A better approach here is to combine automated and manual testing. Use automation to place the game in repeatable situations (e.g. specific reference game states), and save snapshots of the screen for later evaluation by human testers. The tester can quickly flip through the images to spot visual artifacts.

On linux, if you have ImageMagick installed, you can capture screen image using:

    import -w MyApp myapp.gif

This saves the image inside the window named "MyApp" into a GIF image: myapp.gif. You can easily write a shell script to automatically capture a large number of images.

If you are pretty savvy with ImageMagick, you can use "convert" to convert the newly captured images into an animated GIF, with your reference sequence placed in the same animated GIF, right beside the new one. When you come to work the next morning, just quickly flip through and say "pass" or "fail".

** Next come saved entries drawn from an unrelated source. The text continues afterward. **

PR #10509, opened 2016-01-13
Cancel custom input modes when opening the menu.

pchote:
Fixes #3277.

Testcase: Enter the building placement mode and then press escape to open the menu.

PR #10523, opened 2016-01-15
Fix a crash if an order generator is active when a game ends.

pchote:
The UI code expects to be run from an unsynced context, and as of #10509 it asserts this requirement with an exception (via the world.OrderGenerator setter).  This leads to a crash if you have PBOG or another order generator active when the GameOver event fires and the options button click handler cancels the OG.

Repro case: Destroy your last base building while having the building placement order generator active.


RoosterDragon:
:+1:

abcdefg30:
:+1: / :white_check_mark:

abcdefg30:
[Changelog](https://github.com/OpenRA/OpenRA/wiki/Changelog-(bleed)/_compare/3aac27d5e142d9a09cedfba908d340b028ec1954...84f92e37793f1811f6f07aae6c0efd50a20d225e)

pchote:
Fixed changelog: https://github.com/OpenRA/OpenRA/wiki/Changelog-%28bleed%29/_compare/4055120f664d7c6a0f821b5eaff2189cdde32f0a...4d0a86930be3c26fd89dc8d117c81de818cca43d

(this was a fix for a bleed-only regression)

PR #10525, opened 2016-01-15
Split IPackage into IReadOnlyPackage and IReadWritePackage

pchote:
Another small step towards mod-defined package parsers.  This also removes the ability to package maps as a mix file (which was the only place where we used the mix file writer).

### DIFF
--- a/OpenRA.Game/Map/Map.cs
+++ b/OpenRA.Game/Map/Map.cs
@@ -157,7 +157,7 @@ namespace OpenRA
 		[FieldLoader.Ignore] public readonly WVec[] SubCellOffsets;
 		public readonly SubCell DefaultSubCell;
 		public readonly SubCell LastSubCell;
-		[FieldLoader.Ignore] public IPackage Container;
+		[FieldLoader.Ignore] public IReadWritePackage Container;
 		public string Path { get; private set; }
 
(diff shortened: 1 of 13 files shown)


OpenRA.Game/Map/Map.cs
```diff
@@ -317,7 +317,9 @@ public Map(TileSet tileset, int width, int height)
 		public Map(string path)
 		{
 			Path = path;
-			Container = Game.ModData.ModFiles.OpenPackage(path, null, int.MaxValue);
+			Container = Game.ModData.ModFiles.OpenPackage(path, null, int.MaxValue) as IReadWritePackage;
+			if (Container == null)
+				throw new InvalidDataException("Unsupported map package type");
```
RoosterDragon: I would move this try-upcast-and-throw logic into a method such as `OpenPackageAsWritable` or such as I can imagine that would be a common pattern for anybody else who needs a writeable package.

RoosterDragon:
:+1: LGTM modulo my request for the helper method.

pchote:
Fixed.

Mailaender:
Indeed, no one uses our tools to create packages. This just removes a collection of `NotImplementedException` stub methods.

PR #10526, opened 2016-01-15
Improve ProximityCapturable

obrakmann:
The following changes are made:
- Replaced the custom actor search with ProximityTriggers.
- Added a `Sticky` flag, which causes the ownership to not revert back to
  the original owner when the captor leaves.
- Added an option to show a range circle for the actor, either constantly
  or on selection, drawn in the colour of the current owner.
  This will be especially useful for invisible ProximityCapturables.
- Added trait documentation.

### DIFF
--- a/OpenRA.Mods.Common/Traits/ProximityCapturable.cs
+++ b/OpenRA.Mods.Common/Traits/ProximityCapturable.cs
@@ -9,8 +9,11 @@
 #endregion
 
 using System.Collections.Generic;
+using System.Drawing;
 using System.Linq;
 using OpenRA.Effects;
+using OpenRA.Graphics;
+using OpenRA.Mods.Common.Graphics;
 using OpenRA.Traits;
 
 namespace OpenRA.Mods.Common.Traits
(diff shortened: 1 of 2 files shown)


abcdefg30:
Looks good to me, and ingame worked fine, too. :+1: / :white_check_mark:

OpenRA.Mods.Common/Traits/ProximityCapturable.cs
```diff
@@ -9,24 +9,44 @@
...
+using System.Drawing;
 using System.Linq;
 using OpenRA.Effects;
+using OpenRA.Graphics;
+using OpenRA.Mods.Common.Graphics;
 using OpenRA.Traits;
 
 namespace OpenRA.Mods.Common.Traits
 {
+	public enum RangeCircleVisibility { Never, Always, WhenSelected }
```
Mailaender: How about using `WithRangeCircle` instead or `RangeCircleRenderable.RenderDebugGeometry`?

obrakmann: Fixing `WithRangeCircle` makes sense. I never quite liked its limitations. Updated.

@abcdefg30: I guess I'll have to remove your :+1: for that, sorry.

Mailaender:
Can you rebase this please? https://github.com/OpenRA/OpenRA/issues/10548#issuecomment-172661671

obrakmann:
Rebased. Added a testcase as well, with which I found and fixed a few bugs.

The test case is Hope's Anchor. Harvester can be proximity-captured in this version (both `Sticky` and `MustBeClear` are on), and also the three strategic points have different characteristics:

* The left-most one: acts like a regular strategic point, but has a range circle when selected.
* The middle one: has the sticky behaviour, and `MustBeClear` is off. Also has the range circle on selection.
* The right-most one: Can be captured only once, and always shows the range circle.

Mailaender:

abcdefg30:
Looks good to me. :+1:  Remove the testcase, please.

obrakmann:
Test case removed. Let the record show that it can be found as commit b3794ff.

abcdefg30:
[Changelog](https://github.com/OpenRA/OpenRA/wiki/Changelog-(bleed)/_compare/deedeb7c0f2d5fd49f76a596b281644b17046283...609de6edce5808ad4110c1be3862ddbe26892b47)

Issue #10529, opened 2016-01-16
Installing from CD does not work


pchote:
The installer creates the /Content directory, but not the Content/mod subdir.  It then fails because it can't find the dir to copy the files to.

pchote:
We should also truncate the error message to fit the dialog.

![screen shot 2016-01-16 at 11 40 53](https://cloud.githubusercontent.com/assets/167819/12372180/20cf2bfa-bc46-11e5-9305-9ec8a3c78802.png)

yaaaaa:
maybe it halp to metod finde te path on disk?


[startool.zip](https://github.com/OpenRA/OpenRA/files/92871/startool.zip)

Mailaender:
This was already fixed for the TFD installation in https://github.com/OpenRA/OpenRA/pull/9622.

PR #10530, opened 2016-01-16
Index filesystem contents by filename instead of hash.

pchote:
This removes the requirement for package formats to expose classic/crc hashes to the filesystem code.  These hashes were included as a workaround for the mix format not storing filenames.  We now instead require that all mix files have corresponding mix database entries (true for all default mixes as well as any custom mixes with valid local mix database.  This will break any mods that intentionally write corrupted mix databases as "copy protection").

Tested that TD/RA/TS still run, and that they can still be installed from CD (however note #10529).


Mailaender:
Does this give any benefit as in performance wise?

pchote:
In principle, yes, but only after the rest of the filesystem fixes (I have more, but they are blocked on currently open prs) are merged.

pchote:
Rebased.

Note that this introduces an important change:  If code asks for files with the wrong case then they will miss the cache and take the slow path.  #10531 fixes the only place I could find this to be an issue.

pchote:
I have pushed some additional cleanup commits that don't make a lot of sense to review separately.  I have tested the InstallShield and D2kSoundResources changes, but am not able to test the changes to BagFile (which is a RA2-specific format).

pchote:
Note that this this makes InstallShieldPackage / D2kSoundResources / BagFile case sensitive.

abcdefg30:
All mods (and RA2) still load and work. :+0.75:

mods/cnc/mod.yaml
```diff
@@ -146,13 +146,11 @@ LoadScreen: CncLoadScreen
...
 ContentInstaller:
 	TestFiles: ^Content/cnc/conquer.mix, ^Content/cnc/desert.mix, ^Content/cnc/sounds.mix, ^Content/cnc/speech.mix, ^Content/cnc/temperat.mix, ^Content/cnc/tempicnh.mix, ^Content/cnc/winter.mix
-	FilesToCopy: CONQUER.MIX, DESERT.MIX, SCORES.MIX, SOUNDS.MIX, TEMPERAT.MIX, WINTER.MIX
-	FilesToExtract: speech.mix, tempicnh.mix, transit.mix
 	PackageMirrorList: http://www.openra.net/packages/cnc-mirrors.txt
 	DiskTestFiles: conquer.mix, desert.mix, install/setup.z
 	PackageToExtractFromCD: install/setup.z
 	ExtractFilesFromCD:
-		.: speech.mix, tempicnh.mix, transit.mix
+		.: SPEECH.MIX, TEMPICNH.MIX, TRANSIT.MIX
```
Mailaender: This looks like it could be dangerous for case-sensitive file systems. Don't have a CD drive to test on Linux at hand, sorry.

pchote: These files are inside setup.z, which lists them in upper case.  The install code .ToLowerInvariants the output filename, so there is no issue for case sensitive file systems.

OpenRA.Game/FileSystem/FileSystem.cs
```diff
@@ -107,16 +106,9 @@ void MountInner(IReadOnlyPackage package)
 		{
 			MountedPackages.Add(package);
 
-			foreach (var hash in package.ClassicHashes())
+			foreach (var hash in package.AllFileNames())
```
penev92: Nit: This is no longer a hash.

OpenRA.Game/FileSystem/FileSystem.cs
```diff
@@ -127,6 +119,9 @@ public bool Unmount(IReadOnlyPackage mount)
 			if (MountedPackages.Contains(mount))
 				mount.Dispose();
 
+			foreach (var f in fileIndex)
+				f.Value.RemoveAll(p => p == mount);
```
penev92: Shouldn't this go *before* the `.Dispose()` above?

pchote:
Fixed.

penev92:
D2k CD asset installation crashes with a duplicate key exception.
I traced it to a second "LAUNCHER.BMP" being read from `setup.z` and added to `InstallShieldPackage.index`. You will need to read the directory names inside the package as well and attach those to the file names, I guess (they are currently read and ignored).

pchote:
Fixed D2K installation from CD – both my own issues and preexisting problems on case sensitive file systems.

abcdefg30:
> OpenRA.Mods.Common/Widgets/Logic/Installation/InstallFromCDLogic.cs:L194: [SP2100] Code line must be no longer than 180 characters (now 181).

pchote:
Fixed.

pchote:
Rebased.

Mailaender:
Dune 2000 package installation works so far except videos:

```yaml
Videos:
	Briefing: a_br01_e.vqa
```

vs.

image

Mailaender:
RA2 also still works. :white_check_mark:

pchote:
Fixed.

pchote:
Rebased again.

obrakmann:
Aside from that one comment, looks fine to me. Confirmed that current installations continue to run, and that installation from both the freeware CDs as well as downloaded content still work. :+1:

obrakmann:
[Changelog](https://github.com/OpenRA/OpenRA/wiki/Changelog-%28bleed%29/_compare/9ab4b27f52967b594aa9891ad176e310cff6227d)

PR #10531, opened 2016-01-16
Fix case mismatches in TS tileset importer.

pchote:
As of #10530 the fast path for loading files requires a case sensitive match for filenames.  The filenames listed in the xcc mix databases are all in lower case.  This fixes the TS tileset definitions to use the correct case.


Mailaender:
Using your newly generated files will also fix the case-sensitivity problems I have with @gangster-ppm's Rewire builds. :+1:

obrakmann:
:+1:

PR #10532, opened 2016-01-16
Apply some general polish to the code/yaml

abcdefg30:
You probably want to review the 3rd commit with `?w=1`: https://github.com/OpenRA/OpenRA/commit/ac70d1ed097c360c499dfc70ffe89d18c7fd40c1?w=1

### DIFF
--- a/OpenRA.Mods.Common/Traits/Player/ProductionQueue.cs
+++ b/OpenRA.Mods.Common/Traits/Player/ProductionQueue.cs
@@ -249,66 +249,61 @@ namespace OpenRA.Mods.Common.Traits
 			switch (order.OrderString)
 			{
 				case "StartProduction":
+					var unit = rules.Actors[order.TargetString];
+					var bi = unit.TraitInfo<BuildableInfo>();
+
+					// Not built by this queue
+					if (!bi.Queue.Contains(Info.Type))
+						return;
+
+					var cost = unit.HasTraitInfo<ValuedInfo>() ? unit.TraitInfo<ValuedInfo>().Cost : 0;
+					var time = GetBuildTime(order.TargetString);
+
+					// You can't build that
+					if (BuildableItems().All(b => b.Name != order.TargetString))
+						return;
+
+					// Check if the player is trying to build more units that they are allowed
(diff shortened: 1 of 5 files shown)


abcdefg30:
Updated.

abcdefg30:
Rebased.

Mailaender:
:+1:

mods/ts/rules/defaults.yaml
```diff
@@ -77,9 +77,21 @@
 		UpgradeTypes: notmobile
 		UpgradeMaxEnabledLevel: 0
 
+^CloakableUnit:
```
penev92: Nit: "CloakableActor", or just "Cloakable" please.

abcdefg30: Changed it to `Cloakable`.

OpenRA.Mods.Common/Traits/Player/ProductionQueue.cs
```diff
@@ -249,80 +249,83 @@ public void ResolveOrder(Actor self, Order order)
...
+			if (self.World.AllowDevCommands && self.Owner.PlayerActor.Trait<DeveloperMode>().FastBuild)
+				return 0;
+
 			var unit = self.World.Map.Rules.Actors[unitString];
-			if (unit == null || !unit.HasTraitInfo<BuildableInfo>())
+			if (unit == null)
 				return 0;
 
+			var time = unit.GetBuildTime() * Info.BuildSpeed;
+			return (int)time;
```
obrakmann: You could just `return GetBuildTime(unit)` here. Move the null check up and remove the cheat check.

obrakmann:
:+1: to everything except the last commit. You would need to write a `ClassicProductionQueue.GetBuildTime(ActorInfo unit)` as well. Currently this causes the production tooltip in RA to show the wrong build time when you have multiple factories.

abcdefg30:
Dropped the last commit, as it wasn't polish anymore and got complex. I'll file a new pr for that.

abcdefg30:
Here is the other pr:  #10557

obrakmann:
:+1:

PR #10761, opened 2016-02-14
TD Balance Changes 22142016.

AoAGeneral:
TD Balance Changes 22142016.

Grenadier damage vs light increase to 80 from 75.

Increase APC HP to 210 from 200.

Guard Tower damage vs heavy reduced to 30 from 35.

Guard Tower gains armor type Wood.

SAM damage increase to 35 from 30.

Light Tank movement speed reduced to 110 from 113.

Light Tank Cost increased to 700 from 600. (Build time increase to 17
seconds from 15)

Light Tank HP Decreased to 340 from 350.

Rocket Infantry damage vs none decreased to 30 from 50.

Increase Apache damage vs wood to 80 from 50.

Stealth Tank damage vs wood increased to 100 from 75

AGT Damage vs wood increased to 100 from 25.

Obelisk damage vs wood increased to 100 from 50.

Gun Turret damage vs wood increased to 100 from 25.

The changes made to E3 is something I forgot about when testing. They
won't kill infantry like they were in testing.

The light tanks have been balanced to prevent en massing and adding a
higher price makes them more valuable instead of suicide tanks.

The armor type wood added to the guard tower made me realize how much of
a damage problem it was vs weapon types. (Gun turrets did only 25
damage?!) It has been calibrated and fixed.

An updated forum post of all the information will be here:
http://www.sleipnirstuff.com/forum/viewtopic.php?f=82&t=17430&postdays=0&postorder=asc&start=75

### DIFF
--- a/mods/cnc/rules/structures.yaml
+++ b/mods/cnc/rules/structures.yaml
@@ -778,6 +778,8 @@ GTWR:
 	Building:
 	Health:
 		HP: 400
+	Armor:
+		Type: Wood
 	RevealsShroud:
 		Range: 7c0
 	Bib:
--- a/mods/cnc/rules/vehicles.yaml
+++ b/mods/cnc/rules/vehicles.yaml
@@ -94,7 +94,7 @@ APC:
 		ROT: 8
 		Speed: 128
 	Health:
-		HP: 200
+		HP: 210
 	Armor:
 		Type: Heavy
 	RevealsShroud:
@@ -301,7 +301,7 @@ JEEP:
 LTNK:
 	Inherits: ^Tank
 	Valued:
-		Cost: 600
+		Cost: 700
 	Tooltip:
 		Name: Light Tank
 		Description: Fast, light tank.\n  Strong vs Vehicles, Tanks\n  Weak vs Infantry
@@ -311,9 +311,9 @@ LTNK:
 		Queue: Vehicle.Nod
 	Mobile:
 		ROT: 7
-		Speed: 113
+		Speed: 110
 	Health:
-		HP: 350
+		HP: 340
 	Armor:
 		Type: Heavy
 	RevealsShroud:
--- a/mods/cnc/weapons/largecaliber.yaml
+++ b/mods/cnc/weapons/largecaliber.yaml
@@ -103,7 +103,7 @@ TurretGun:
 		Damage: 40
 		Versus:
 			None: 20
-			Wood: 25
+			Wood: 100
 			Light: 100
 			Heavy: 100
 		DamageTypes: Prone50Percent, TriggerProne, ExplosionDeath
--- a/mods/cnc/weapons/missiles.yaml
+++ b/mods/cnc/weapons/missiles.yaml
@@ -19,7 +19,7 @@ Rockets:
 		Damage: 35
 		ValidTargets: Ground, Air
 		Versus:
-			None: 50
+			None: 30
 			Wood: 85
 			Light: 100
 			Heavy: 100
@@ -227,7 +227,7 @@ MammothMissiles:
 		ValidTargets: Ground, Air
 		Versus:
 			None: 25
-			Wood: 75
+			Wood: 100
 			Light: 100
 			Heavy: 90
 		DamageTypes: Prone50Percent, TriggerProne, ExplosionDeath
@@ -294,7 +294,7 @@ TowerMissle:
 		ValidTargets: Ground
 		Versus:
 			None: 50
-			Wood: 25
+			Wood: 100
 			Light: 100
 			Heavy: 100
 		DamageTypes: Prone50Percent, TriggerProne, SmallExplosionDeath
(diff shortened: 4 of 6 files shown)


abcdefg30:
Let's see how this turns out in the next playtest. :+1:

reaperrr:
> The armor type wood added to the guard tower made me realize how much of a damage problem it was vs weapon types. (Gun turrets did only 25 damage?!) It has been calibrated and fixed.

I think the idea was that defenses are supposed to be weak vs. building armor types (wood and concrete in most cases) to make base crawling less effective (defenses outperform most units in terms of dps per $).

AoAGeneral:
@reaperrr 

Thats the point lol. Gun turrets do decent damage to structures EXCEPT Guard towers cause their damage type vs wood is only 25. I put it up to 100. The same issue was on AGTs as well as they did 100 damage type vs heavy and armored but only 25 to wood. Which means these defense structures did next to no damage at all. (IE: the guard tower can out repair gun turrets shots and the guard tower can kill the turret). This makes it so guard towers are killed by the correct structures and units.

GraionDilach:
Please do not refer the GT change as "gaining" or "adding" armor. OpenRA supports multiple layers of armor on a single actor and their protection would accumulate. I'd read that above as GT having two armors whatever it had and wood. You switched it's armor.

AoAGeneral:
@GraionDilach 

I added the text line Armor - Type: Wood under it because it had no armor context in the file. Otherwise what armor type did it have? O.o

GraionDilach:
Wait a second: https://github.com/OpenRA/OpenRA/blob/bleed/mods/cnc/rules/defaults.yaml#L456

All buildings have wood. That gets inherited through `^BaseBuilding` and `^Defense`. Your GT armor change should have no effect.

AoAGeneral:
@GraionDilach 

It does have an effect. Tested it with the change vs turrets and AGTs. Otherwise are all buildings utilize some basic armor type that is unlisted? Otherwise it has no category listed because if its damage type vs none then the damage modifiers do not match.

GraionDilach:
You changed turrets, Obeliskes and AGTs as well to affect wood. What I can think about is that the YAML inheritance bug which got fixed last week affects TD balance. `Buildings` start out as `Wood` in the template, and no template overrides it. Since you also use no suffixes, the GT ends up with a single `Wood` armor instance - you're overriding itself with itself.

You could also recheck bleed vs release with the GT armor override removed, but maintaining the rest. Although yes, you just made mid-caliber and high-caliber defenses cool for base destruction.

AoAGeneral:
@GraionDilach 

Then the problem persists. Because base destruction will cause affect due to GTs able to take out Turrets due to their disadvantage to the wood issue. Since GTs use no armor affect they count as wood and turrets, AGT, and obli make them soaky and tanky for fire. (Let alone the GT can kill gun turrets and even AGTs which should not be possible) So this would actually be a major problem with structures all basing under wood.

GraionDilach:
>AGT Damage vs wood increased to 100 from 25.
Obelisk damage vs wood increased to 100 from 50.
Gun Turret damage vs wood increased to 100 from 25.

This is from your own changelog which sounds like you're trying to deal with this problem, with ignoring the default `Wood` armor on all buildings!

If you want to make defenses better against GT but only the GT, your best bet is to do something like
```
GTWR:
	[...]
	Armor@GuardTower:
		Type: GuardTower

TowerMissile:
	[...]
	Warhead@1Dam: SpreadDamage
		[...]
		Versus:
			Wood: 25
			GuardTower: 400
```
where the armor suffix allows GTs to gain a secondary armor besides `Wood` and this `GuardTower` armor can multiply `Wood` back to your intended values (25%*400%  = 100%). 100% is the default value so you can omit that from warheads and thereby no DPS should be affected unless you explicitly list a versus for taht specific armor. The explicit 100 versus values can also be removed.

AoAGeneral:
@GraionDilach 

That is a ton of work and testing needed to make sure this all works. Specially if it has to be applied to all units (And possible future balance issues).

Might just have to drop the GT armor issue and hope no one abuses it until a better solution comes around. Because these actors and modifiers need testing and I want the light tank issues pushed through first.

GraionDilach:
Then revert that three lines I quoted from your changelog as well and remove the GT armor override. If you make defenses awesome against buildings just because of the GT, you're replacing an issue with a bigger one. I presented you a solution only affecting the GT and you decided to not take it because of... noidea.

I can't advise better than this.

AoAGeneral:
@GraionDilach 

"I presented you a solution only affecting the GT and you decided to not take it because of... no idea"

AoAGenera: "That is a ton of work and testing needed to make sure this all works. Specially if it has to be applied to all units (And possible future balance issues)."

That is the reason why. Im not good with this coding business so that will require a lot of trial and error to get done. While the solution was lobbied about half a year ago may have worked it created a loophole issue vs GT of defense structures and created a bottleneck issue. As for reverting I have no idea on how to do this and will close the PR and recreate.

This is a pretty operable summary of automated testing. Note a key term that keeps coming back is a sufficient abstraction and a high level programming interface to leverage the abstraction. In most cases, this interface takes the form of a scripting interface. While general purpose scripts like Python and Rudy could be used here, many (especially those highly specialized game engines) have their own tailored scripting language.

In fact, scripting is the most advanced form of interface design. If done right, it not only makes your development efficient but also brings an easy situation for testing. However, it is not an easy job. A good bet is to reuse existing successful ones as much as possible.